-->
Home | Jornal Multimodal | Mercado Livre ultrapassa a Vale e se torna empresa mais valiosa da América Latina
Postado em 11 de agosto de 2020 | 17:15

Mercado Livre ultrapassa a Vale e se torna empresa mais valiosa da América Latina

A economia da Argentina está em crise há muitos anos, mas, agora, nossos “hermanos” têm um motivo para se vangloriar em relação ao Brasil. A companhia portenha Mercado Libre (ou Mercado Livre, em português) superou a Vale e se tornou a empresa mais valiosa da América Latina.

Conforme levantamento da Economática, realizado a pedido do Valor, na quinta-feira (6) o Mercado Livre atingiu um valor de mercado de US$ 60,644 bilhões, acima da Vale (US$ 59,363 bilhões) e Petrobras (US$ 57,537 bilhões). A lista das cinco maiores companhias latinas tem ainda Itaú (US$ 46,152 bilhões) e o Wal Mart do México (US$ 42,183 bilhões). Este ano, a ação do Mercado Livre negociada em Nova York acumula alta de 106,32%, enquanto o papel da Vale lá cai 15,59%.

Para Luis Sales, analista da Guide Investimentos, o avanço das companhias de comércio eletrônica era uma tendência que já vinha ocorrendo, mas acelerou com as medidas de isolamento social trazidas pela pandemia do novo coronavírus.
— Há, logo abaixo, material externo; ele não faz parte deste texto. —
PR #4364, opened 2024-07-30
feat: Add GitProvenance support for Azure DevOps repositories

bryceatmoderne:
## What's changed?
Updated `GitProvenance` to support parsing Azure DevOps repositories.

## What's your motivation?
These changes are required to support Azure DevOps as an SCM.

Let me know of other `rewrite` classes that may require similar updates.

@timtebeek 

No.

## Any additional context
No.

### Checklist

### DIFF
--- a/rewrite-core/src/test/java/org/openrewrite/marker/GitProvenanceTest.java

O Mercado Livre foi fundado em 1999 por Marcos Galperin. Atualmente, a companhia opera em 19 países, sendo que os principais mercados são Brasil, Argentina e México. A companhia vai anunciar seus resultados do segundo trimestre na segunda-feira (10). Além do comércio eletrônico em si, a companhia também engloba a fintech Mercado Pago e a companhia de logística Mercado Envios.
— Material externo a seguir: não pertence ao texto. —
Issue #2218, opened 2022-09-14
MergeYamlVisitor - inline comments not taken into account


thomaszub:
Hi,

the `MergeYamlVisitor` does not take inline comments into account at merging YAMLs. See the test:

```kotlin
@Test
fun existingEntryBlockWithComment() = assertChanged(
    recipe = MergeYaml(
        "$",
        """
            spring:
              application:
                description: a description
        """.trimIndent(),
        false,
        null
    ),
    before = """
        spring:
          application:
            name: main #Some comment
    """,
    after = """
        spring:
          application:
            name: main #Some comment
            description: a description
    """
)
```

The actual result is:
```yaml
spring:
  application:
    name: main
    description: a description #Some comment
```

Thanks and kind regards
Thomas

PR #4365, opened 2024-07-30
Merge yaml test for inline comments retention

johnpaulms:
## What's changed?
Added test case to test inline comment retention for mergeyaml recipe

## What's your motivation?
We have same issue as described here
- https://github.com/openrewrite/rewrite/issues/2218

Nothing as of now.

@timtebeek @pstreef to review this test case

There is no work around for this issue. Developers want to retain the comments in their yaml file.

### Checklist


timtebeek:
Thanks for the helpful test here @johnpaulms ! What I can see from stepping through with the debugger is that the comment is attached to the `document.end`, as opposed to the `document.block.entries[0]`, which it why it appears to shift. If there were an element after that sequence, then the comment moves to the prefix of the next element. We'l have to mimic that and move the end to a prefix accordingly to have that preserve it's location. @pstreef is this something you can fit in there?

pstreef (approved):

pstreef:
merging this into my branch so I can take it along there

No primeiro trimestre, o Mercado Livre teve prejuízo líquido de US$ 21,109 milhões, revertendo lucro de US$ 11,864 milhões em igual intervalo do ano anterior. A receita cresceu 70,5%, a US$ 652,1 milhões, desconsiderando os efeitos do câmbio. A título de comparação, a Vale teve receita operacional líquida de US$ 7,518 bilhões, com queda de 18,16%. O lucro líquido foi de US$ 995 milhões, revertendo prejuízo de US$ 133 milhões no segundo trimestre de 2019.

Em um relatório recente, os analistas do BTG haviam registrado que o Mercado Livre tinha ultrapassado o Itaú em valor de mercado. Eles apontam que, juntos, Mercado Livre, XP, Stone e PagSeguro valem mais do que a combinação de Itaú, Banco do Brasil e Santander. “O novo está se tornando mais relevante do que o velho. Então, o velho precisa mudar. Mas isso não é fácil e apenas poucos serão bem-sucedidos”, dizia o texto.
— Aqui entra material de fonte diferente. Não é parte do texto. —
PR #4367, opened 2024-08-01
feat: Determine SCM and parse clone url in GitProvenance for more accurate path/origin/organiation/groups

pstreef:
## What's changed?
Determine the SCM from a list of known urls and any manually registered SCMs. The SCM is then used to parse a typed `CloneUrl` which in turn give information about a repository. Depending on the SCM there are some expectations about the clone url that must be met.

## What's your motivation?
To determine the repository origin, path, organization, project and group path (for GitLab) is tricky, especially with self-hosted SCMs. Doing this in 1 place makes it more maintainable.

Any url patterns that are missed

@bryceatmoderne 

Implementing this in higher level code/places.

## Any additional context
This is going to be used directly by Moderne CLI, but should be useful for other projects as well. 

### Checklist


rewrite-core/src/test/java/org/openrewrite/scm/AzureDevOpsScmTest.java
```diff
@@ -0,0 +1,51 @@
...
+            assertThat(parsed).isInstanceOf(AzureDevopsCloneUrl.class);
+            AzureDevopsCloneUrl azureDevopsCloneUrl = (AzureDevopsCloneUrl) parsed;
+            assertThat(azureDevopsCloneUrl.getOrigin()).isEqualTo(expectedOrigin);
+            assertThat(azureDevopsCloneUrl.getPath()).isEqualTo(expectedPath);
+            assertThat(azureDevopsCloneUrl.getProject()).isEqualTo(expectedProject);
+            assertThat(azureDevopsCloneUrl.getOrganization()).isEqualTo(expectedOrganization);
+        }
+    }
+
+}
```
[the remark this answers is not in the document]
timtebeek: If you see this message it wants you to put a newline at the end of the file 🤷🏻

timtebeek:
Resolved these issues with a quick recipe run from the IntelliJ IDEA plugin through
```yaml
name: Scratch rewrite.yml
recipeList:
  - org.openrewrite.java.format.EmptyNewlineAtEndOfFile
```
The full list of checks on every pull request is maintained here:
https://github.com/openrewrite/rewrite/blob/45685773db9d4996dab9833ef963039bd997d3ae/.github/workflows/receive-pr.yml#L21-L84

I'm considering adding that to a root `rewrite.yml` to make it easier to run these recipes on your local machine. Thoughts?

pstreef:
> Resolved these issues with a quick recipe run from the IntelliJ IDEA plugin through
> 
> ```yaml
> type: specs.openrewrite.org/v1beta/recipe
> name: Scratch rewrite.yml
> recipeList:
>   - org.openrewrite.java.format.EmptyNewlineAtEndOfFile
> ```
> 
> The full list of checks on every pull request is maintained here:
> 
> https://github.com/openrewrite/rewrite/blob/45685773db9d4996dab9833ef963039bd997d3ae/.github/workflows/receive-pr.yml#L21-L84
> 
> I'm considering adding that to a root `rewrite.yml` to make it easier to run these recipes on your local machine. Thoughts?

Ah that's what it was trying to do. The suggestions were not showing that and not applyable.. Yeah sound like a good plan!

okundzich:
just talked to Bryce about azuredevops and this came up. We require configuration of baseurl in moderne CLI/agent. curious about this.

rewrite-core/src/main/java/org/openrewrite/marker/GitProvenance.java
```diff
@@ -67,14 +75,40 @@ public class GitProvenance implements Marker {
...
+                         @Nullable EOL eol,
+                         @Nullable List<Committer> committers) {
+        this.id = id;
+        this.origin = origin;
+        this.branch = branch;
+        this.change = change;
+        this.autocrlf = autocrlf;
+        this.eol = eol;
+        this.committers = committers;
+        cloneUrl = parseCloneUrl(origin);
```
jkschneider, line 96: We should probably only calculate this when it is first used, otherwise this slows down deserialization.

rewrite-core/src/main/java/org/openrewrite/marker/GitProvenance.java
```diff
@@ -67,14 +74,44 @@ public class GitProvenance implements Marker {
...
+
     /**
      * Extract the organization name, including sub-organizations for git hosting services which support such a concept,
      * from the origin URL. Needs to be supplied with the
      *
      * @param baseUrl the portion of the URL which precedes the organization
      * @return the portion of the git origin URL which corresponds to the organization the git repository is organized under
+     * @deprecated use {@link #getCloneUrl().getOrganization()} instead }
      */
+    @Deprecated
```
jkschneider, line 109: I'm not sure it's necessary to deprecate since it is in widespread use. Fine to have a convenience method for organization on `CloneUrl`

pstreef: actually I think we should point back to the "old" method that does not take an argument, and deprecate this one which (again) takes the origin (with scheme).

pstreef:
replaced by https://github.com/openrewrite/rewrite/pull/4381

Silvio Campos Neto, economista da Tendências Consultoria, aponta que a ascensão de companhias como o Mercado Livre tem um componente conjuntural, com a pandemia levando a um rápido e forte crescimento na demanda por serviços e produtos digitais, mas também estrutural. “Há uma mudança bastante clara na percepção de valor. Quem gera inovação, está na fronteira tecnológica, fatalmente é percebido pelo mercado como algo que tem mais potencial”, comenta. Ele cita o exemplo da fabricante de veículos elétricos Tesla, que hoje em dia tem um valor de mercado maior do que todas as montadoras tradicionais.

Sales, da Guide, lembra que cada vez mais os investidores brasileiros estão sendo orientados a diversificar suas carteiras e apostar em ativos estrangeiros. Para quem ainda não quer correr todo o risco cambial, uma opção são os recibos de empresas internacionais negociados na bolsa brasileira, os chamados BDRs. Entre os BDRs mais negociados, estão os da Apple, Amazon e também Mercado Livre.

Apesar do forte crescimento das empresas de tecnologia, investir nelas não deixa de conter riscos. Silvio Campos Neto lembra que essas companhias muitas vezes ainda não estão na fase de dar lucros e precisam se provar, ou seja, mostrar que realmente conseguem entregar resultado. Ao mesmo tempo, ele aponta que ainda existe muito espaço para que companhias de setores tradicionais da economia continuem operando e tendo bons resultados. “A demanda por minério de ferro, por petróleo, continua existindo, as obras de infraestrutura estão aí. A China é um grande exemplo disso. Não acho que as companhias tradicionais estejam fadadas a continuar perdendo valor, mas elas têm que encontrar um caminho na linha da inovação”, acrescenta.